No moon, moving up wind in dirt, you do as you’re told, do as others do. You fan out. Two by two, hut to hut, you sneak up and wait on the edge of the sleepers’ dreams. Alert but quiet, nothing wild, you know the drill. You wait for the signal. You’re someone they count on. You’re not a difficult child.
Seat cushions get hard, snow squeaks under feet and wheels. High tech parkas crackle like shopping bags. Noon twilight, heavy on the blues, pretty much says it all. It pays to have a past you can use.
The hands you chop and tumble in a plastic sack bring you food in camp, good soldier, and praise. Manioc is warm and comfort on your tongue. You remember yams. Fried plantains are sweet, and relief rice fills. You remember meat. Back meat, thigh meat, even arm and heart, heat your dreams.
Your good money bringing the menu and a tanker out back with a 3 inch hose pumping a liter of house red. Art, language, agriculture. O the pizza, the pasta, the whole grilled fish, and your one and only strolling in with the gift of fire.

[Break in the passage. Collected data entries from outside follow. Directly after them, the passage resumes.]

PR #5765, opened 2024-07-10
Fixes #25120: Use node properties to decide how long compliance is valid

fanf:
https://issues.rudder.io/issues/25120

This PR add the possibility to delay node compliance expiration based on a settings given via a node property. 
It implements the bottom service `ComplianceExpirationService` on the schema.

The main changes are: 

- add a new `KeepLastCompliance` run info case 
- change nothin in `ExecutionBatch` - the analysis of weither we keep or not last compliance when we have a `NoReport` is done latter on and is not based on a run/expect report analysis (obviously)
- add the logic to check is a node is configured to keep compliance in `ComputeNodeStatusService` based on `{"rudder": { "keep_compliance_duration": "duration" }}` node property
- the duration format is the standard one for scala: an integer followed by an unit, ie something like `2 days` or `48 hours`
- in the repo, actually atomically do the check is a past compliance exists and should be kept. Return modified compliance so that `scoringService` can be plugged and update with the real changes. 
    - note: that means that we kind of reverted #5737 but normally, the condition to do so are now correct

Globally, things remain simple and well separated, it's rather nice. 
Some comments added in the code for noticeable things.

Current limits: 
- the property MUST BE  at node level. It does take into account inherited properties. This will be addressed in a latter PR (it will be the `ResolvedPropertiesCache` or something alike on the schema)
- there is no cold persistance. So when rudder reboot, all old compliance that can't be computed again (because the corresponding run is too old and was deleted) are lost. This will be addressed in a latter PR (it will be the NodeLastCompliance DB connexion on the left of the schema, perhaps with an additionnal StorageService layer in between)

image

### DIFF
--- a/webapp/sources/rudder/rudder-core/src/main/scala/com/normation/rudder/domain/reports/NodeComplianceExpiration.scala
+++ b/webapp/sources/rudder/rudder-core/src/main/scala/com/normation/rudder/domain/reports/NodeComplianceExpiration.scala
@@ -1,0 +1,33 @@
+package com.normation.rudder.domain.reports
+
+import scala.concurrent.duration.Duration
+
+/*
+ * This file defines data structures to inform what we should display when a node compliance
+ * is expired (keep compliance for a longer time, etc)
+ */
+
+sealed trait NodeComplianceExpiration {
+  def id: String
+}
+
+object NodeComplianceExpiration {
+
+  /*
+   * Historical expiration based on a 2 agent run duration + a grace period.
+   * But if the node is in status `NoReportInInterval`, then display that
+   */
+  case object ExpireImmediately extends NodeComplianceExpiration {
+    val id = "expireImmediately"
+  }
+
+  /*
+   * Keep the last know compliance for given additional time.
+   * At some point, we will certainly make that property "by-policyType", but
+   * for now it is the same for all compliance (and it's ok since we are computed
+   * at the same time for now).
+   */
+  case class KeepLast(duration: Duration) extends NodeComplianceExpiration {
+    def id = "keepLast"
+  }
+}
--- a/webapp/sources/rudder/rudder-core/src/main/scala/com/normation/rudder/domain/reports/StatusReports.scala
+++ b/webapp/sources/rudder/rudder-core/src/main/scala/com/normation/rudder/domain/reports/StatusReports.scala
@@ -106,12 +106,12 @@ object RunComplianceInfo {
   final case class PolicyModeInconsistency(problems: List[PolicyModeError]) extends RunComplianceInfo
 }
 
-final class NodeStatusReport private (
-    val nodeId:     NodeId,
-    val runInfo:    RunAndConfigInfo,
-    val statusInfo: RunComplianceInfo,
-    val overrides:  List[OverridenPolicy],
-    val reports:    Map[PolicyTypeName, AggregatedStatusReport]
+final case class NodeStatusReport(
+    nodeId:     NodeId,
+    runInfo:    RunAndConfigInfo,
+    statusInfo: RunComplianceInfo,
+    overrides:  List[OverridenPolicy],
+    reports:    Map[PolicyTypeName, AggregatedStatusReport]
 ) extends StatusReport {
   // for compat reason, node compliance is the sum of all aspects
   lazy val compliance: ComplianceLevel = ComplianceLevel.sum(reports.values.map(_.compliance))
@@ -132,14 +132,14 @@ final class NodeStatusReport private (
       case Some(r) => Map((t, r))
       case None    => Map.empty[PolicyTypeName, AggregatedStatusReport]
     }
-    new NodeStatusReport(nodeId, runInfo, statusInfo, overrides, r)
+    NodeStatusReport(nodeId, runInfo, statusInfo, overrides, r)
   }
 }
 
 object NodeStatusReport {
   // To use when you are sure that all reports are indeed for the designated node. RuleNodeStatusReports must be merged
   // Only used in `getNodeStatusReports`
-  def apply(
+  def buildWith(
       nodeId:     NodeId,
       runInfo:    RunAndConfigInfo,
       statusInfo: RunComplianceInfo,
@@ -155,7 +155,7 @@ object NodeStatusReport {
     )
     // group map and aggregate
     val aggregates = reports.groupBy(_.complianceTag).map { case (tag, reports) => (tag, AggregatedStatusReport(reports)) }
-    new NodeStatusReport(nodeId, runInfo, statusInfo, overrides, aggregates)
+    NodeStatusReport(nodeId, runInfo, statusInfo, overrides, aggregates)
   }
 
   /*
@@ -167,7 +167,7 @@ object NodeStatusReport {
    */
   def filterByRules(nodeStatusReport: NodeStatusReport, ruleIds: Set[RuleId]): NodeStatusReport = {
 
-    new NodeStatusReport(
+    NodeStatusReport(
       nodeStatusReport.nodeId,
       nodeStatusReport.runInfo,
       nodeStatusReport.statusInfo,
@@ -178,7 +178,7 @@ object NodeStatusReport {
 
   def filterByDirectives(nodeStatusReport: NodeStatusReport, directiveIds: Set[DirectiveId]): NodeStatusReport = {
 
-    new NodeStatusReport(
+    NodeStatusReport(
       nodeStatusReport.nodeId,
       nodeStatusReport.runInfo,
       nodeStatusReport.statusInfo,
@@ -534,6 +534,10 @@ object NodeStatusReportSerialization {
       case NoReportInInterval(e, _)                 =>
         (("type"              -> "NoReportInInterval")
         ~ ("expectedConfigId" -> e.nodeConfigId.value))
+      case KeepLastCompliance(e, exp, keep, r)      =>
+        (("type"              -> "KeepLastCompliance")
+        ~ ("expectedConfigId" -> e.nodeConfigId.value)
+        ~ ("runConfigId"      -> r.map(_._2.nodeConfigId.value)))
       case ReportsDisabledInInterval(e, _)          =>
         (("type"              -> "ReportsDisabled")
         ~ ("expectedConfigId" -> e.nodeConfigId.value))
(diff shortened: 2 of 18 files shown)


webapp/sources/rudder/rudder-core/src/main/scala/com/normation/rudder/domain/reports/NodeComplianceExpiration.scala
```diff
@@ -0,0 +1,33 @@
+package com.normation.rudder.domain.reports
+
```
fanf, line 2: this new class is the holder for the configuration setting for a node (based on what the property holds)

webapp/sources/rudder/rudder-core/src/main/scala/com/normation/rudder/domain/reports/StatusReports.scala
```diff
@@ -106,12 +106,12 @@ object RunComplianceInfo {
   final case class PolicyModeInconsistency(problems: List[PolicyModeError]) extends RunComplianceInfo
 }
 
-final class NodeStatusReport private (
-    val nodeId:     NodeId,
-    val runInfo:    RunAndConfigInfo,
-    val statusInfo: RunComplianceInfo,
-    val overrides:  List[OverridenPolicy],
-    val reports:    Map[PolicyTypeName, AggregatedStatusReport]
+final case class NodeStatusReport(
```
fanf, line 109: I see not longer benefits to make that constructor private: the `reports` type is now different for when we need to compute it with the apply method and what is in the class. 

Plus, it will ease the usage.

webapp/sources/rudder/rudder-core/src/main/scala/com/normation/rudder/domain/reports/StatusReports.scala
```diff
@@ -132,14 +132,14 @@ final class NodeStatusReport private (
...
-    new NodeStatusReport(nodeId, runInfo, statusInfo, overrides, r)
+    NodeStatusReport(nodeId, runInfo, statusInfo, overrides, r)
   }
 }
 
 object NodeStatusReport {
   // To use when you are sure that all reports are indeed for the designated node. RuleNodeStatusReports must be merged
   // Only used in `getNodeStatusReports`
-  def apply(
+  def buildWith(
```
fanf, line 142: impact of changing NodeStatusReport to a case class

webapp/sources/rudder/rudder-core/src/main/scala/com/normation/rudder/reports/execution/ReportsExecutionService.scala
```diff
@@ -144,13 +139,6 @@ class ReportsExecutionService(
     }
   }
 
-  def updateScore(nodeId: NodeId, report: NodeStatusReport): IOResult[Unit] = {
```
fanf, line 147: moved back in `ComputeNodeStatusReportService` which contradicts https://github.com/Normation/rudder/pull/5737 
It is done that way because we really want the queue to manage the I/O load, it is done FOR THAT. That's its point. And now, the services are better slipted appart, so the root cause of the problem in quoted PR should be resolved. 
Still, this will need a lot of attention and test in scaling machine.

webapp/sources/rudder/rudder-core/src/main/scala/com/normation/rudder/services/reports/NodeChangesService.scala
```diff
@@ -315,7 +315,9 @@ class CachedNodeChangesServiceImpl(
    * important than responsiveness.
    */
   def update(lowestId: Long, highestId: Long): Box[Unit] = {
-    addUpdate(ChangesUpdate.For(lowestId, highestId)).toBox
+    if (lowestId < highestId) {
```
fanf, line 318: So, this one is interesting and might be a genuine independant bug. We weren't checking for the case when nothing happened (lowestId == highestId), and so we were alway adding an empty event, and doing a lot of work for nothing. 
I'm more at ease to do that in 8.2 because everything is complicated in that part of Rudder, but it *could* be backported in 8.1 since it's a trivial change to revert in the worst case.

webapp/sources/rudder/rudder-core/src/main/scala/com/normation/rudder/services/reports/NodeStatusReportRepository.scala
```diff
@@ -98,11 +105,39 @@ class DummyNodeStatusReportRepository(initialReports: Ref[Map[NodeId, NodeStatus
 
   override def saveNodeStatusReports(
       reports: Iterable[(NodeId, NodeStatusReport)]
-  )(implicit cc: ChangeContext): IOResult[Unit] = {
+  )(implicit cc: ChangeContext): IOResult[Chunk[(NodeId, NodeStatusReport)]] = {
     ReportLoggerPure.Repository.debug(
       s"Add NodeStatusReports to repository for nodes: [${reports.map(_._1.value).mkString(", ")}]"
     ) *>
-    cache.update(_ ++ reports)
+    cache.modify { m =>
```
fanf, line 112: the part where we actually keep last computed latency if asked.

webapp/sources/rudder/rudder-core/src/main/scala/com/normation/rudder/services/reports/ComputeNodeStatusReportService.scala
```diff
@@ -122,6 +126,24 @@ trait ComputeNodeStatusReportService extends InvalidateCache[CacheComplianceQueu
 
 }
 
+trait NodeStatusReportUpdateHook {
+  def name:     String
+  def onUpdate: Iterable[(NodeId, NodeStatusReport)] => UIO[Unit]
+}
```
fanf, line 132: A class to handle result of saved NodeStatusReport changed - with below the only implem for now, for scoring service.

webapp/sources/rudder/rudder-core/src/main/scala/com/normation/rudder/services/reports/ComputeNodeStatusReportService.scala
```diff
@@ -241,6 +279,41 @@ class ComputeNodeStatusReportServiceImpl(
     })
   }
 
+  /*
+   * Filter out reports that are marked as "NoReportInInterval" but have a policy to keep them longer
+   */
```
fanf, line 284: this is the main logic that decides what needs to be done for reports that are in `NoRepertInInterval`

fanf:
PR updated with a new commit

webapp/sources/rudder/rudder-core/src/main/scala/com/normation/rudder/domain/reports/NodeComplianceExpiration.scala
clarktsiory: OK, does it need the license header ?

webapp/sources/rudder/rudder-core/src/main/scala/com/normation/rudder/services/reports/ComplianceExpirationService.scala
```diff
@@ -0,0 +1,120 @@
...
+      }.toMap)
+  }
+}
+
+object NodePropertyBasedComplianceExpirationService {
+  def getPolicy(p: NodeProperty, propKey: String, propName: String, debugId: NodeId): NodeComplianceExpiration = {
+    try {
+      // direct access to implementation details is so-so, but alternative force to go
+      // to json and is quite convoluted, and ConfigValue is horrible.
+      val v = p.config.getString("value." + propName)
```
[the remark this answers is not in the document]
clarktsiory: where does the "value" string come from ?

webapp/sources/rudder/rudder-core/src/main/scala/com/normation/rudder/services/reports/ExecutionBatch.scala
```diff
@@ -183,6 +183,16 @@ final case class NoReportInInterval(
     expirationDateTime: DateTime
 ) extends NoReport
 
+/*
+ * When we want to keep compliance even in case of NoReportInterval
+ */
+final case class KeepLastCompliance(
+    expectedConfig:     NodeExpectedReports,
+    expiredSince:       DateTime,
+    expirationDateTime: DateTime,
```
clarktsiory, line 192: I'm struggling to understand the difference between the two fields only from the naming, what is `expirationDateTime` if it's not the date since which compliance expire ?

clarktsiory: is it not `expirationTime: DateTime, keepUntil: DateTime` ?

clarktsiory: or `expiredSince: DateTime, keepUntil: DateTime` ?

webapp/sources/rudder/rudder-core/src/test/scala/com/normation/rudder/services/reports/CachedFindRuleNodeStatusReportsTest.scala
```diff
@@ -231,8 +235,37 @@ class CachedFindRuleNodeStatusReportsTest extends Specification {
...
+
+    // let a chance for zio to exec
+    Thread.sleep(1000)
+
+    // now node was ask, it will return all nodes, even expired, see: https://issues.rudder.io/issues/16612
+    val n2 = repo.getNodeStatusReports(finder.reports.keySet).runNow
+
+    (n1 must beEqualTo(Map())) and
+    (n2 must beEqualTo(computed))
+  }
```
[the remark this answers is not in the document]
fanf: ah yes, I just copy/pasted what was in the other tests. I think the tests should be reworked even more profondly, but I didn't want to do that in that PR to keep the same oracle

webapp/sources/rudder/rudder-core/src/main/scala/com/normation/rudder/services/reports/ExecutionBatch.scala
fanf: it's what I did initially, but `expirationDateTime` has a special meaning provided by the trait `ExpiringStatus` and is used by the compute engine to know when the node need to be checked again if nothing happened to it. 
So in the case of `KeepLastCompliance`, it need to be the time on which the compliance that we kept should not be kept anymore. 

But I wanted to also have at hand the time on which the node should have become grey to make informative message, like "that node stopped responding at $expiredSince, but that's ok because it is configured to have extra grace period until $expirationDateTime"

clarktsiory: ok ! it's makes sense for me now !

clarktsiory (approved):
LGTM ! I had a few questions and remarks that can be addressed in the future

fanf:
OK, squash merging this PR

PR #5775, opened 2024-07-18
Fixes #25161: Node inventory hooks are are not working properly

ElaadF:
https://issues.rudder.io/issues/25161

### DIFF
--- a/webapp/sources/rudder/rudder-core/src/main/scala/com/normation/rudder/inventory/PostCommits.scala
+++ b/webapp/sources/rudder/rudder-core/src/main/scala/com/normation/rudder/inventory/PostCommits.scala
@@ -70,24 +70,28 @@ import zio.syntax.*
  */
 class PostCommitInventoryHooks[A](
     HOOKS_D:               String,
-    HOOKS_IGNORE_SUFFIXES: List[String]
+    HOOKS_IGNORE_SUFFIXES: List[String],
+    nodeFactRepo:          NodeFactRepository
 ) extends PostCommit[A] {
+  import QueryContext.todoQC
   import scala.jdk.CollectionConverters.*
-
   override val name = "post_commit_inventory:run_node-inventory-received_hooks"
 
   override def apply(inventory: Inventory, records: A): IOResult[A] = {
     val node  = inventory.node.main
     val hooks = (for {
       systemEnv <- IOResult.attempt(java.lang.System.getenv.asScala.toSeq).map(seq => HookEnvPairs.build(seq*))
-      hooks     <- if (node.status == PendingInventory) {
-                     RunHooks.getHooksPure(HOOKS_D + "/node-inventory-received-pending", HOOKS_IGNORE_SUFFIXES)
-                   } else if (node.status == AcceptedInventory) {
-                     RunHooks.getHooksPure(HOOKS_D + "/node-inventory-received-accepted", HOOKS_IGNORE_SUFFIXES)
-                   } else {
-                     Inconsistency(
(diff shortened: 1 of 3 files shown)


ElaadF:
Commit modified

ElaadF:
Commit modified

ElaadF:
Commit modified

ElaadF:
Commit modified

webapp/sources/rudder/rudder-core/src/main/scala/com/normation/rudder/inventory/PostCommits.scala
```diff
@@ -70,24 +70,28 @@ import zio.syntax.*
...
       systemEnv <- IOResult.attempt(java.lang.System.getenv.asScala.toSeq).map(seq => HookEnvPairs.build(seq*))
-      hooks     <- if (node.status == PendingInventory) {
-                     RunHooks.getHooksPure(HOOKS_D + "/node-inventory-received-pending", HOOKS_IGNORE_SUFFIXES)
-                   } else if (node.status == AcceptedInventory) {
-                     RunHooks.getHooksPure(HOOKS_D + "/node-inventory-received-accepted", HOOKS_IGNORE_SUFFIXES)
-                   } else {
-                     Inconsistency(
-                       s"node-inventory-received-* hooks are not supported for node '${node.hostname}' [${node.id.value}] wiht status '${node.status.name}'"
-                     ).fail
+      hooks     <- nodeFactRepo.getStatus(node.id).flatMap { s =>
```
fanf, line 84: why all this is needed ? Inventory doesn't have the correct status ? Else, perhaps we should just pass a nodefact ?

webapp/sources/rudder/rudder-core/src/main/scala/com/normation/rudder/services/nodes/NewNodeManager.scala
```diff
@@ -185,7 +182,7 @@ class NewNodeManagerHooksImpl(
     .runNow
 
   override def afterNodeAcceptedAsync(nodeId: NodeId)(implicit qc: QueryContext): IOResult[Unit] = {
-    codeHooks.get.flatMap(hooks => ZIO.foreach(hooks)(h => IOResult.attempt(h.run(nodeId)))).unit
+    codeHooks.get.flatMap(hooks => ZIO.foreach(hooks)(h => IOResult.attempt(h.run(nodeId).forkDaemon.runNow))).unit
```
fanf, line 185: you can can't `.runNow` in a foreach. 
But I think that the root cause: `.run` is now an IOResult, so it's just a no-op in the `attempt`. `IOResult.attempt` need to be removed.

ElaadF:
Commit modified

webapp/sources/rudder/rudder-core/src/main/scala/com/normation/rudder/inventory/PostCommits.scala
ElaadF: Something is missing, it seems like `FactRepositoryPostCommit[A]` was updating correctly the status, but it is not used any more (I don't know why we keep it though?)
https://github.com/Normation/rudder/pull/5775/files#diff-060592aa1d65bfa1ec057158e1139794df7ad9136723a72ecd4e9695e98891b7L1990

fanf: OK, it will need to be understood why it is like that, and clean everything / change the parameters of that methods which are meaningless.

fanf (approved):

ElaadF:
PR rebased

PR #5786, opened 2024-07-25
Fixes #25203: The pending nodes API now returns array of arrays of nodes instead of an array of nodes

ElaadF:
https://issues.rudder.io/issues/25203
image


ElaadF:
Commit modified

fanf:
Seems ok, can you add an unit test in `node_api.yml` so that we don't get bitten by that again?

fanf (changes requested):
Seems ok, can you add an unit test in node_api.yml so that we don't get bitten by that again?

ElaadF:
See https://github.com/Normation/rudder/pull/5799#pullrequestreview-2227352345

PR #5790, opened 2024-07-27
Fixes #25225: Improve SVG image handling in the repo

amousset:
https://issues.rudder.io/issues/25225

This PR introduces a difference between:

* Source files, for edition
  * All are current sources are SVG files, to be edited with Inkscape.
* Production files, derived automatically from the sources
  * Optimized SVG (size reduced by 40-90%)
  * Optimized bitmap (PNG/ICO)

Sources:
* Move all our SVG sources at the same place (`webapp/sources/rudder/rudder-web/src/main/svg`)
  * Remove duplicate existing logos
  * Contains logo sources from `/logo` and all SVG sources from the webapp
* Add a new `notext` source logo (required for the favicon)

Build:
* Build optimized SVG at webapp build time using gulp
* Add a script to rebuild the favicon from sources, but don't use it at build time (too many dependencies and the logo does not change often)
* Add a prebuilt set of optimized SVG files for external usage in `/logo`

Additionally:

* Remove an unused (ugly) background JPEG and the matching unused CSS rule.
* Remove the `shortcut` in the `rel` attribute of a `link` which should not be used:

> Note: The shortcut link type is often seen before icon, but this link type is non-conforming, ignored and web authors must not use it anymore.
(https://developer.mozilla.org/en-US/docs/Web/HTML/Attributes/rel#icon)


amousset:
PR updated with a new commit

amousset:
PR updated with a new commit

Sudden soccer is futbol. You kick the round cane thing the legless goalie throws back. You play, you laugh, you sleep. You scream in dreams you dream of. If school should come, marks on the board are beyond you. Ball is sometimes boy, and leaf is life. When rice is rock, dirt is dog dead in dirt.
Take an Orange in Case You Get Lost
Half throttle for break away power gets you rolling. Tires stiff and flat on the bottom thump for a hundred feet until they round out by the runway for the machines we use to move us along into our dark day’s work.
The ball of the world, for example, rolling under the sun, and the furniture of wind pushed into the corners, rivers running, and all the flyers plus swans coming in with the grace of snow to mate, nest, and feed.